-- Opening Marker --
Issue #1417, opened 2025-06-26
Tagged Templates don't have hover preview in Vue components


cooper667:
**What version of VS Code are you using?**

Version: 1.101.2

**What version of Tailwind CSS IntelliSense are you using?**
-- Closing Marker --
**WORK ORDER:** Please reproduce, word for word, every line from the line with "Tagged Templates don't" to the final line above, including both ends.

**WORKED SOLUTION:**
Tagged Templates don't have hover preview in Vue components


cooper667:
**What version of VS Code are you using?**

Version: 1.101.2

**What version of Tailwind CSS IntelliSense are you using?**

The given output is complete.